Nezha: Deployable and High-Performance Consensus Using Synchronized Clocks

PhD@Stanford

2021.03 - Present

Develop a common primitive based on synchronized clocks, deadline-ordered multicast (DOM)
Develop a protocol based on DOM, which is called Nezha. Nezha has proved to outperform the typical consensus protocols, including Multi-Paxos, Raft, NOPaxos, Fast Paxos, EPaxos, etc.
Nezha is open-sourced here, and we plan to integrated Nezha with some industrial systems which require high-performance consensus.

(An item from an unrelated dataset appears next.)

PR #1000, opened 2016-12-18
Updates docker image to use Swift 3.0.2

marcelofabri:
I don't think this will fix any of the issues we've been facing with Foundation on Linux, but it can't hurt.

CloudEx: Next Generation of High-Frequency Financial Trading System in Cloud

PhD@Stanford

2019.08 - Present

Integrate the Huygens synchronized clock API to implement fair gaming mechanism for different traders
Implement and keep optimizing the main features of CloudEx
Now I am focusing on the fault tolerance of CloudEx

Fela: Flexible and Elastic Distributed Machine Learning

Master@THU

2019.03 - 2019.08

Incorporate flexible parallelism and elastic tuning mechanism to accelerate distributed machine learning
Integrate a variety of scheduling policies (inspired by token scheduling) to optimize the DML performance
Implement the prototype atop PyTorch. A tricky virtual layer mechanism is designed and involved

R2-SVM: Large-Scale Support Vector Machine Acceleration

Master@THU

2018.06 - 2018.09

Re-design the tree-based structure of existing distributed solutions (e.g. Cascade-SVM, DC-SVM, etc) to large-scale SVM
Design interchangeable block rotation strategy to eliminate the skewed updates for Lagrange multipliers
Incorporate hybrid synchronous parallel mode to accelerate the convergence of algorithm

Rima: An RDMA-Accelerated Model-Parallelized Solution to Large-Scale Matrix Factorization

Master@THU

2017.12 - 2018.06

Re-design the architecture of distributed matrix factorization. Leverage ring-based architecture instead of PS-based architecture to eliminate the centralized bottleneck and data redundancy
Design one-step transformation strategy to halve the communication workload for large-scale matrix factorization
Design three partial randomness strategies to add more robustness to the algorithm
Overlap the disk I/O overheads with the communication/computation overheads
Conduct a comparative testbed experiment between Rima and DSGD

SmartPS: Accelerating Distributed Machine Learning by Smart Parameter Server

Master@THU

2018.03 - 2018.07

Design a new parameter abstraction (Parameter Unit) for distributed machine learning (DML)
Incorporate four strategies to accelerate DML under PS-based architecture, i.e. selective update, proactive update, straggler assistant and blocking unnecessary pushes
Incorporate priority-based transmission strategy to mitigate the performance gap between workers (especially for heterogeneous clusters), and conduct comparative evaluation with 17 VPSes on Aliyun.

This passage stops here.